What needs to be done:
What is needed is the number of lines below that contain the word "displayName", with no other output.

Top of Input data

PR #73, opened 2026-08-17
feat(wallet): network- and tag-aware deposit addresses, async webhook verifier

zaxovaiko:
## Summary
- `wallet_deposit_address` gains `network` and `tag`, and the deposit-address contract gains `network` on input and `network`/`tag` on output.
- Replaces the two old indexes with four partial unique ones: `(userId, currency, network)` and `(userId, currency)` split on whether `network` is null, and `(address, tag)` and `(address)` split on whether `tag` is null.
- Adds `wallet_provider_vault (userId, providerName, vaultAccountId)`, unique on `(userId, providerName)` and on `(providerName, vaultAccountId)`.
- Widens `PaymentWebhookVerifier.verify` to `boolean | Promise<boolean>` and awaits it in the webhook handler. `PaymentAdapter.issueDepositAddress` takes an optional `network` and may return a `tag`; `PaymentWebhookEvent` carries an optional `tag`.

## Why
BF-213: a unique deposit address per player only works the same way for UTXO assets. XRP shares one address across all players and attributes by destination tag, and account-based assets (ETH, USDT, USDC, BNB, TRX, SOL) cannot issue a second address on a shared wallet at all - Fireblocks' own SDK says `createVaultAccountAssetAddress` is "for UTXO or Tag/Memo based assets ONLY". Those need a vault account per player, which is what `wallet_provider_vault` tracks.

`address` was previously a plain index and `findDepositAddressByAddress` returned whichever row came back first, so a shared address would credit an arbitrary player. The partial unique index makes that impossible at the DB level rather than by convention.

The sync `verify()` was the single thing blocking the JWKS webhook migration, since resolving the signing key needs a network fetch. The handler was already `async`, so this is a one-line port change.

## Alternatives considered
`nullsNotDistinct()` on a single unique index per constraint would be tidier, but drizzle 0.45 does not expose it, hence the pairs of partial indexes.

Storing `vaultAccountId` on `wallet_deposit_address` instead of its own table. One vault holds all of a player's account-based assets, so it would be repeated per row and could drift - it belongs one level up.

## Risks
`wallet_provider_vault` is created but nothing writes to it yet. The vault resolver lives in the consumer overlay and lands separately.

No `deposit-options` route here (the currency and network pairs with their minimums). The data lives in overlay config, so it goes with the adapter change rather than in core.


packages/core/src/contracts/adapters/payment.ts
```diff
@@ -17,6 +17,7 @@ export type PaymentWebhookEvent =
   | {
       kind: 'deposit';
       address: string;
+      tag?: string;
```
klaudia-blazyczek-blurify, line 26: Please add `network` to deposit webhook events. The address is now stored per network, but webhook lookup still uses only `address` and `tag`. The same address can exist on two chains, so this either rejects a valid address or cannot match the deposit safely.

packages/core/src/wallet/drizzle/migrations/0009_confused_exodus.sql
```diff
@@ -0,0 +1,18 @@
...
+CREATE UNIQUE INDEX "wallet_provider_vault_user_id_provider_name_idx" ON "wallet_provider_vault" USING btree ("user_id","provider_name");--> statement-breakpoint
+CREATE UNIQUE INDEX "wallet_provider_vault_provider_name_vault_account_id_idx" ON "wallet_provider_vault" USING btree ("provider_name","vault_account_id");--> statement-breakpoint
+CREATE UNIQUE INDEX "wallet_deposit_address_user_id_currency_network_idx" ON "wallet_deposit_address" USING btree ("user_id","currency","network") WHERE "wallet_deposit_address"."network" IS NOT NULL;--> statement-breakpoint
+CREATE UNIQUE INDEX "wallet_deposit_address_address_tag_idx" ON "wallet_deposit_address" USING btree ("address","tag") WHERE "wallet_deposit_address"."tag" IS NOT NULL;--> statement-breakpoint
+CREATE UNIQUE INDEX "wallet_deposit_address_user_id_currency_idx" ON "wallet_deposit_address" USING btree ("user_id","currency") WHERE "wallet_deposit_address"."network" IS NULL;--> statement-breakpoint
+CREATE UNIQUE INDEX "wallet_deposit_address_address_idx" ON "wallet_deposit_address" USING btree ("address") WHERE "wallet_deposit_address"."tag" IS NULL;
```
klaudia-blazyczek-blurify: This migration can fail on a valid existing database. The old `address` index was not unique, so existing rows may share an address. After both new columns start as `NULL`, this unique index rejects those rows. Please add a safe data migration or preflight plan before creating the index.

packages/core/src/contracts/adapters/payment.ts
zaxovaiko: Good catch

klaudia-blazyczek-blurify (dismissed):

klaudia-blazyczek-blurify (dismissed):

klaudia-blazyczek-blurify (dismissed):

damianrzepka (dismissed):

damianrzepka (approved):

PR #78, opened 2026-08-18
feat(social): accept/decline/cancel friend requests + Requests tab li…

marek-chmielowski-blurify:


package.json
```diff
@@ -20,7 +20,7 @@
     "check:format": "oxfmt --check",
     "check:boundaries": "depcruise apps packages --config .dependency-cruiser.cjs",
     "check:shape": "tsx tools/lint/verify-module-shape.ts",
-    "check:deprecations": "depretec --fail-on-found --exclude packages/core/src/pam/identity/adapters/identity-reader.service.ts",
+    "check:deprecations": "depretec --fail-on-found --exclude packages/core/src/pam/identity/adapters/identity-reader.service.ts --exclude packages/core/src/engagement/social/service/social.service.ts",
```
zaxovaiko: ? 😄

packages/core/src/engagement/social/contract/index.ts
```diff
@@ -68,6 +68,31 @@ export const RemoveFriendInputSchema = z.object({
...
+export const ListFriendRequestsInputSchema = z.object({
+  ...PageQuerySchema.shape,
+  direction: FriendRequestDirectionSchema,
+});
+export type ListFriendRequestsInput = z.infer<typeof ListFriendRequestsInputSchema>;
+
+export const FriendRequestEntrySchema = z.object({
+  friendshipId: UuidSchema,
+  userId: UuidSchema,
+  displayName: z.string(),
```
zaxovaiko: Do we need it? Maybe we should resolve the entire user entity instead?

package.json
zaxovaiko: To be honest, I'd check what's wrong there and remove both excludes.

packages/core/src/engagement/social/service/social.service.ts
```diff
@@ -481,6 +474,234 @@ export class SocialService {
...
+  async declineFriendRequest(callerId: Uuid, friendshipId: Uuid): Promise<void> {
+    const rows = await this.drizzle.db
+      .update(friendship)
+      .set({ refusedAt: new Date() })
+      .where(
+        and(
+          eq(friendship.id, friendshipId),
+          eq(friendship.addresseeId, callerId),
+          isNull(friendship.acceptedAt),
+          isNull(friendship.refusedAt),
```
zaxovaiko, line 551: Hm, decline sets `refusedAt`, but the partial unique index is only `WHERE removed_at IS NULL` - so the pair stays locked forever and the requester can never send again. However, we agree in scenario 3 that "either player can send a new request in the future", and it treats decline and cancel as the same outcome. Let's set `removedAt` here too, like `cancelFriendRequest` does.

packages/core/src/engagement/social/service/social.service.ts
```diff
@@ -481,6 +474,234 @@ export class SocialService {
 
     return { items, total: Number(countRows[0]?.n ?? 0), page, limit };
   }
+
+  async acceptFriendRequest(callerId: Uuid, friendshipId: Uuid): Promise<Friendship> {
```
zaxovaiko, line 473: Don't we need to check if user is blocked here?

packages/core/src/engagement/social/service/social.service.ts
```diff
@@ -481,6 +474,234 @@ export class SocialService {
...
+    }
+
+    this.events.emit('social.friend_request.cancelled', {
+      friendshipId: updated.id,
+      requesterId: updated.requesterId,
+      addresseeId: updated.addresseeId,
+    });
+  }
+
+  async listFriendRequests(
```
zaxovaiko, line 594: We're not filtering suspended/closed accounts here, but `listFriends` does. Confluence also says a blocked player "cannot appear in the blocker's social surfaces"

packages/core/src/engagement/social/service/social.service.ts
zaxovaiko: Can be simplified & shortened a bit

zaxovaiko: Related to the decline change - after a decline this returns refused with `canSendRequest: false` permanently, so the "Add Friend" button stays dead on both sides. Should be set to `true`

agniev-a-hub (commented):
I have nothing to add to the guys review.

packages/core/src/engagement/social/service/social.service.ts
marek-chmielowski-blurify: Fixed

packages/core/src/engagement/social/service/social.service.ts
marek-chmielowski-blurify: Added check

packages/core/src/engagement/social/service/social.service.ts
marek-chmielowski-blurify: fixed

packages/core/src/engagement/social/service/social.service.ts
marek-chmielowski-blurify: done

marek-chmielowski-blurify: fixed.

zaxovaiko (dismissed):
lgtm

zaxovaiko (approved):

PR #81, opened 2026-08-19
feat(admin-console): return assigned admin roles on user list/get/update

marek-chmielowski-blurify:
## Summary

`listUsers`/`getUser`/`updateUser` now return each admin user's `admin_role_assignment` entries (role id + name) inline, batched, via a new `assignedRoles` field.

## Why

A consumer's admin-users table needs each row's assigned roles, but `admin_role_assignment` wasn't reachable from `listUsers` - forcing a bespoke per-user round trip downstream.

## Alternatives considered

Folding this into the existing `AdminUserDirectory` port (owned by `identity`) - rejected: `admin_role_assignment`/`admin_role` are owned by `iam`, not `identity`, so that would cross a module boundary the boundary lint (`no-cross-domain`, `pnpm check:boundaries`) forbids. Instead this adds a dedicated `ADMIN_ROLE_ASSIGNMENT_DIRECTORY` port owned by `iam`, following the same pattern as the existing `ADMIN_PLAYER_ACTIVITY`/`ADMIN_WALLET_REPORTING`/`ADMIN_GAME_REPORTING` read ports.

## Risks

None. Additive only - no new routes, no migration, no event changes; `assignedRoles` is always present (empty array for zero assignments), so existing callers are unaffected.


packages/core/src/iam/adapters/admin-role-assignment-directory.ts
```diff
@@ -0,0 +1,26 @@
...
+import { adminRole, adminRoleAssignment } from '../schema/index.js';
+
+export class DrizzleAdminRoleAssignmentDirectory implements AdminRoleAssignmentDirectory {
+  constructor(private readonly drizzle: DrizzleService) {}
+
+  async listByUserIds(userIds: readonly string[]): Promise<AdminRoleAssignmentSummary[]> {
+    if (userIds.length === 0) {
+      return [];
+    }
+    return this.drizzle.db
```
klaudia-blazyczek-blurify, line 16: Please add a real Postgres test for this query. The current tests mock this port, so they cannot catch a broken join or incorrect role mapping here.

klaudia-blazyczek-blurify: But also it is not a blocker

klaudia-blazyczek-blurify (approved):

packages/core/src/iam/adapters/admin-role-assignment-directory.ts
```diff
@@ -0,0 +1,26 @@
+import type {
+  AdminRoleAssignmentDirectory,
+  AdminRoleAssignmentSummary,
+} from '@openora/core/contracts';
+import { DrizzleService } from '@openora/core/server';
+import { eq, inArray } from 'drizzle-orm';
+import { adminRole, adminRoleAssignment } from '../schema/index.js';
+
+export class DrizzleAdminRoleAssignmentDirectory implements AdminRoleAssignmentDirectory {
```
zaxovaiko, line 9: I don't like the idea of adding an extra wrapper around `AdminRoleAssignmentDirectory` and especially naming it with a `Drizzle` prefix. I feel like it's kinda locks us to Drizzle, and secondly creates an additional unnecessary layer

zaxovaiko (approved):

packages/core/src/iam/adapters/admin-role-assignment-directory.ts
marek-chmielowski-blurify: The purpose of naming this with a Drizzle prefix is actually the opposite of locking us to Drizzle. Swapping orms only means writing a new implementation for the different ORM. That's why this one is named Drizzle, and for other orms the class name would just change and we'd swap the implementation. The consumer never depends on DrizzleAdminRoleAssignmentDirectory directly.

zaxovaiko: The idea is to avoid making too many manual changes, first of all. Second, I don't like using OOP in JS overall 😄. Third, I don't see any real benefit in adding a new wrapper around `AdminRoleAssignmentDirectory` just to add one extra generic function. Let's keep it for now, but remove later in other PRs

PR #83, opened 2026-08-19
feat(identity): add player registration (BF-379)

damianrzepka:
## Summary

BF-379. Adds public player registration - `username` plus terms/age acceptance, an email verification gate before the first sign-in, and a rate-limited username availability endpoint. Replaces `player.displayName` with the identity-owned `username` as the public player identity everywhere.

## Why

We had no self-service registration path at all. Public player identity leaned on `player.display_name`, which isn't unique, isn't validated, and drifted between chat, social and the back office - two players could show up under the same name. Registration also has to capture affirmative terms and age consent, and nothing recorded it.

## Alternatives considered

- Keeping the consent fields on `user`. They're player data, not auth data, so `terms_version`, `terms_accepted_at`, `age_accepted_at`, `registration_ip` and `registration_user_agent` live on `player`. Identity writes them at registration through a new `PLAYER_PROVISIONING` command port that `profile` implements, so identity still never imports `profile`.
- Recording consent from the `identity.user.registered` event instead. `emit()` is best-effort, so a dropped handler would silently lose the consent record. `messaging-and-microservices` says a mutation that has to happen now takes a synchronous command port.
- Moving `username` to `player` as well. better-auth writes it atomically inside its own sign-up transaction via `additionalFields`, and the `lower(username)` unique index has to sit on the same table - splitting it would cost that atomicity and break the chat/social resolution path.
- Backfilling legacy names from `profile.migrate` `postSql`. That only ran when `profile` itself had a pending migration, so existing installs would never have been backfilled. The backfill is part of the tracked identity migration now and `postSql` is gone.

## Risks

- Breaking: sign-in requires a verified address, unconditionally. Nothing has ever set `user.email_verified = true` outside the verification flow itself, so any install carrying accounts from before this change must backfill that column or those accounts are locked out - admins included. Acceptable here because nothing runs this in production yet; a config switch to soften the upgrade was considered and dropped, since an opt-in security default is how the original finding ships unfixed.
- Breaking: `PlayerSchema.displayName` becomes `username` - this also moves the `player.list` sort key and the social `FriendListEntry` / `FriendRequestEntry` payloads.
- Breaking: admin `player.update` no longer takes `email`. Changing a player address needs the verified email-change flow, which is for later.
- Breaking: `identity.register` returns `{ status: 'check-email' }` and sets no session cookie. Registration stays disabled unless the operator configures `registration.termsVersion` and `registration.webUrl`.
- Migration `0007` runs a full-table `UPDATE` plus a non-`CONCURRENTLY` unique index build on `user`, all in one transaction (the migration runner wraps each file, and `CREATE INDEX CONCURRENTLY` is illegal inside a transaction block). On a large `user` table that blocks writes to a hot table for the duration - worth a low-traffic window. Making the runner support non-transactional migrations is deferred.
- The username backfill gives the first holder of a name the plain handle and suffixes later holders with their user id, so migrated names are stable but some of them are ugly. Those players can change them.
- `/identity/email/verify` used to bucket every session-less caller under one shared `anonymous` rate-limit key and only emitted `identity.email.verified` when the caller already had a session. Both were latent before this PR because registration auto-signed-in; the verification link makes the unauthenticated path routine, so both are fixed here.
- Client IP still comes from `x-real-ip` - `extractClientMeta` deliberately ignores `x-forwarded-for` without a trusted proxy boundary. The geo gate and the per-IP registration limit are only as strong as that boundary is at the edge.


packages/core/src/contracts/schemas/identity.ts
```diff
@@ -10,10 +10,21 @@ export type Theme = z.infer<typeof ThemeSchema>;
 // BCP 47 upper bound - the longest real-world tags stay well under this.
 export const LanguageSchema = z.string().max(35);
 
+// The username is the stable, public player identifier. It deliberately has no
+// display-name fallback: registrations and the backfill must establish it before
+// any player-facing surface can resolve an account.
```
zaxovaiko: We can remove comments (applies to all files)

packages/core/src/engagement/social/__tests__/social.router.int.test.ts
```diff
@@ -24,17 +26,31 @@ function build() {
 }
 
 async function seedPlayer(overrides: Partial<typeof player.$inferInsert> = {}) {
```
zaxovaiko: I see this function repeats multiple times in different files. Could we extract it as a helper somewhere?

packages/core/src/pam/identity/drizzle/migrations/0006_far_mephisto.sql
```diff
@@ -0,0 +1,7 @@
+ALTER TABLE "user" ADD COLUMN "username" text;--> statement-breakpoint
+ALTER TABLE "user" ADD COLUMN "terms_version" text;--> statement-breakpoint
+ALTER TABLE "user" ADD COLUMN "terms_accepted_at" timestamp with time zone;--> statement-breakpoint
+ALTER TABLE "user" ADD COLUMN "age_accepted_at" timestamp with time zone;--> statement-breakpoint
+ALTER TABLE "user" ADD COLUMN "registration_ip" text;--> statement-breakpoint
+ALTER TABLE "user" ADD COLUMN "registration_user_agent" text;--> statement-breakpoint
```
zaxovaiko: Those fileds must go to `players` table

packages/core/src/pam/identity/service/identity.service.ts
```diff
@@ -123,6 +126,17 @@ type AuthCall<B> = (opts: {
 }) => Promise<globalThis.Response>;
 
 type ExtendedAuthApi = {
+  signUpEmail: AuthCall<{
```
zaxovaiko: Try to reuse already existing types, don't declare new ones

packages/core/src/server/auth/auth.ts
```diff
@@ -78,25 +80,46 @@ export function createAuth(options: AuthOptions): BetterAuthType {
...
+        termsVersion: { type: 'string', required: false, input: true },
+        termsAcceptedAt: { type: 'date', required: false, input: true },
+        ageAcceptedAt: { type: 'date', required: false, input: true },
+        registrationIp: { type: 'string', required: false, input: true },
+        registrationUserAgent: { type: 'string', required: false, input: true },
         theme: { type: 'string', required: false, input: true, defaultValue: 'system' },
         language: { type: 'string', required: false, input: true, defaultValue: 'en' },
       },
     },
     emailAndPassword: {
```
klaudia-blazyczek-blurify, line 88: Sending a verification email does not block login. `IdentityService.login()` can still sign in a new account before the email link is used. Please require email verification and add this flow to the integration tests.

packages/core/src/pam/identity/service/identity.service.ts
```diff
@@ -366,28 +394,85 @@ export class IdentityService {
   }
 
   async register(input: RegisterInput, reqHeaders: NodeHeaders, resHeaders: Headers) {
+    const registration = this.platformConfig?.registration;
+    if (!registration) {
+      throw new ORPCError('FORBIDDEN', { message: 'Registration is unavailable' });
+    }
+    const { ip, userAgent } = extractClientMeta(reqHeaders);
```
klaudia-blazyczek-blurify, line 383: This geo gate trusts `X-Forwarded-For` through `extractClientMeta()`. A client from a blocked country can send an allowed IP and bypass both geo checks and the IP limit. Please use an IP from a trusted proxy boundary.

packages/core/src/pam/player-management/router/index.ts
```diff
@@ -29,41 +33,51 @@ export function createPlayerRouter(
...
+        { NOT_FOUND: PlayerNotFoundError, CONFLICT: DuplicateUsernameError },
+        async () => {
+          const before = await player.get(input.playerId);
+          const updated = await player.update(
+            input.playerId,
+            {
+              username: input.username,
+              status: input.status,
+              level: input.level,
+              email: input.email,
```
klaudia-blazyczek-blurify: Forwarding `email` here lets anyone with `player:update` replace a player email. They can then use password reset to take over the account, bypassing the verified identity email-change flow. Please keep this in a separately authorised and verified workflow.

packages/core/src/pam/profile/migrate.ts
```diff
@@ -12,6 +12,66 @@ export function migrate(databaseUrl?: string) {
     migrationsSchema: 'drizzle',
     // player.display_name GIN trgm index (substring search) needs the pg_trgm extension.
     extensions: ['pg_trgm'],
+    // The generated identity migration adds nullable user.username + its partial
+    // unique index. Profile runs after identity in the shipped plugin order, so
+    // the legacy display name is available here to backfill players safely.
+    postSql: [
```
klaudia-blazyczek-blurify: This backfill will not run on an existing installation. `postSql` only runs when the profile module has pending migrations, but this PR adds no profile migration. Existing player users will keep `username = NULL`. Please add a tracked migration step for this backfill.

packages/core/src/pam/profile/migrate.ts
```diff
@@ -12,6 +12,66 @@ export function migrate(databaseUrl?: string) {
...
+              WHEN normalized_username IS NULL OR length(normalized_username) < 3
+                THEN left('player_' || coalesce(normalized_username, ''), 20)
+              ELSE normalized_username
+            END AS base_username
+          FROM normalized
+        ), ranked AS (
+          SELECT
+            id,
+            base_username,
+            row_number() OVER (PARTITION BY base_username ORDER BY id) AS collision_suffix
```
klaudia-blazyczek-blurify: The suffixes are not unique across different base names. Legacy names `foo`, `foo`, and `foo_2` produce `foo`, `foo_2`, and `foo_2`, so the new unique index aborts the migration. Please allocate globally unique deterministic names and add a migration test.

packages/core/src/engagement/social/contract/index.ts
```diff
@@ -56,7 +56,7 @@ export type Relationship = z.infer<typeof RelationshipSchema>;
 export const FriendListEntrySchema = z.object({
   userId: UuidSchema,
   friendshipId: UuidSchema,
-  displayName: z.string(),
+  username: z.string(),
```
klaudia-blazyczek-blurify, line 59: `listFriendRequests` still returns the legacy `displayName` through `FriendRequestEntrySchema`. Pending requests and accepted friendships will show different public identities. Please move this path to `username` as well, including its contract and tests.

klaudia-blazyczek-blurify (changes requested):

packages/core/src/pam/identity/service/identity.service.ts
```diff
@@ -366,28 +394,85 @@ export class IdentityService {
...
-      playerId: await this.identityReader.getPlayerIdByUserIdSafe(body.user.id),
-      ip,
-      userAgent,
-    });
-    return { user: toUser(body.user) };
+  async usernameAvailable(username: string) {
+    const [existing] = await this.drizzle.db
+      .select({ id: user.id })
+      .from(user)
+      .where(eq(user.username, username))
```
klaudia-blazyczek-blurify: `user_username_unique` indexes `lower(username)`, but this predicate uses `username = ...`, so PostgreSQL cannot use that index. This public endpoint will scan the whole user table on each request. Query `lower(user.username)` or add a matching index, and rate-limit the endpoint.

packages/core/src/contracts/schemas/identity.ts
zaxovaiko: Done in `14f5133f` - stripped the explanatory blocks this PR added, here and in the other files. I kept the `extractClientMeta` warning in `router-utils.ts` though, since it documents a security footgun (what happens if you trust `x-forwarded-for` without a proxy boundary) that isn't derivable from the signature. Shout if you want that one gone too.

packages/core/src/engagement/social/__tests__/social.router.int.test.ts
zaxovaiko: Done in `14f5133f` - extracted `seedPlayerWithUser` into `packages/core/src/testing/seed-player.ts`, and the three social suites now just delegate to it. Same story on the e2e side: the 15-line `/identity/register` block was copy-pasted across 8 files, so that's now `registerPlayer` in `packages/testing/src/register.ts`. There are still ~13 other `seedPlayer` variants in modules this PR doesn't touch - but that's for later.

packages/core/src/pam/identity/service/identity.service.ts
zaxovaiko: Done in `14f5133f` - `signUpEmail` now infers from the table instead of a hand-written body:
```ts
signUpEmail: AuthCall<
  Pick<typeof user.$inferInsert, 'email' | 'name' | 'username'> & { password: string }
>;
```
The consent fields dropped out of it entirely once they moved to `player` (see the migration thread).

packages/core/src/pam/identity/drizzle/migrations/0006_far_mephisto.sql
zaxovaiko: Done in `14f5133f` - `terms_version`, `terms_accepted_at`, `age_accepted_at`, `registration_ip` and `registration_user_agent` are on `player` now (new `profile` migration `0002`). Since the `player` row is created lazily, identity writes them at registration through a new `PLAYER_PROVISIONING` command port that `profile` implements - so identity still never imports `profile`.

I left `username` on `user` - better-auth writes it atomically inside its own sign-up transaction via `additionalFields`, and the `lower(username)` unique index has to sit on the same table. Moving it would split registration into two writes and break the chat/social resolution path. Happy to revisit if you'd rather have it on `player`.

Also renumbered to `0007` - `dev` landed its own `0006` in the meantime.

packages/core/src/server/auth/auth.ts
zaxovaiko: Good catch. Fixed in `14f5133f` - `emailAndPassword.requireEmailVerification: true`, which better-auth enforces in its sign-in route, so no hand-rolled gate needed. Covered by a new `registration.e2e.test.ts`: register, assert login fails, verify, assert login succeeds and sets a cookie. Seeded fixtures are now created `emailVerified: true`, and the shared `registerPlayer` test helper verifies by default (`verifyEmail: false` when a test wants the unverified state).

packages/core/src/pam/player-management/router/index.ts
zaxovaiko: Agreed - dropped in `14f5133f`. `email` is gone from the `player.update` contract, service and audit payload, along with the now-dead `DuplicateEmailError`. It was accepted-but-ignored on `dev` anyway, so nothing regresses. A verified email-change flow is for later.

packages/core/src/pam/profile/migrate.ts
zaxovaiko: You're right, it would never have run. Fixed in `14f5133f` - the backfill moved into the identity migration `0007` itself, between the `ADD COLUMN` and the `CREATE UNIQUE INDEX`, so it's tracked and runs exactly once on existing installs. `postSql` is deleted from `runMigrations` entirely - it only existed for this.

packages/core/src/pam/profile/migrate.ts
zaxovaiko: Also right. The suffix loop is gone in `14f5133f`. The first holder of a base name keeps it and every later holder falls back to `left(base, 7) || '_' || left(user_id, 12)`, so allocation is unique by construction in a single set-based statement - no per-row probing against the growing set of taken handles.

Worth noting: my first attempt was the obvious `WHILE EXISTS ... suffix + 1` loop, and it wedged for minutes on a 2.6k-row table because a shared base name makes it O(n^2). The `CREATE UNIQUE INDEX` runs right after in the same transaction, so if the allocation ever were wrong the migration fails loudly instead of corrupting.

packages/core/src/engagement/social/contract/index.ts
zaxovaiko: Done in `14f5133f` - `FriendRequestEntrySchema` uses `username` now, and `listFriendRequests` joins `user` for it like the friends list already did. Tests updated.

packages/core/src/pam/identity/service/identity.service.ts
zaxovaiko: Half agree. `extractClientMeta` doesn't read `x-forwarded-for` at all unless you pass `{ trustForwarded: true }`, and registration doesn't - so the specific XFF bypass isn't there. It does still take `x-real-ip` from the request, which is client-controlled without a proxy boundary, so the underlying point stands.

That's the repo-wide convention across all 18 call sites though, documented on the helper, so I don't want to change the boundary in this PR - it's an app/deployment concern (strip and replace the header at the edge). Flagged it under Risks in the description. Happy to open a separate ticket for a real trusted-proxy config if you'd rather not leave it.

Fixed the test helper while in here - it was setting `x-forwarded-for` to vary the client IP, which was silently ignored, so every registration shared one rate-limit bucket. It uses `x-real-ip` now.

packages/core/src/pam/identity/service/identity.service.ts
zaxovaiko: Done in `14f5133f` - all three lookups (`usernameAvailable` plus the two in `register`) query `lower(user.username)` now, so they hit `user_username_unique`. `UsernameSchema` already lowercases on parse, so the comparison side is normalised.

Rate limit added too, but keyed on the caller IP rather than the handle (`30/min`) - the abuse shape is one client enumerating many usernames, not one username being probed repeatedly, so a per-username bucket wouldn't have stopped anything.

packages/core/src/server/auth/auth.ts
zaxovaiko: Changed my mind on this one in `440cf2e7` - it's now unconditional rather than a config switch.

I'd first made it opt-in via `registration.requireEmailVerification` (default off) to avoid locking out accounts created before `email_verified` was tracked, since nothing has ever set that column outside the verification flow. But an opt-in security default just means your finding ships unfixed for anyone who doesn't read the config, so the knob is gone and the gate is always on. We can take the breaking change because nothing runs this in production yet - any install carrying older accounts has to backfill `user.email_verified = true`, which is called out in the changeset and the description.

Covered end to end in `registration.e2e.test.ts`: register, assert login is refused, follow the real emailed link, assert login succeeds and sets a cookie. The verification step goes through `/identity/email/verify` with the token pulled out of the actual sent email, not a direct DB write.

zaxovaiko (approved):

Bottom of Input data

Answer section:
5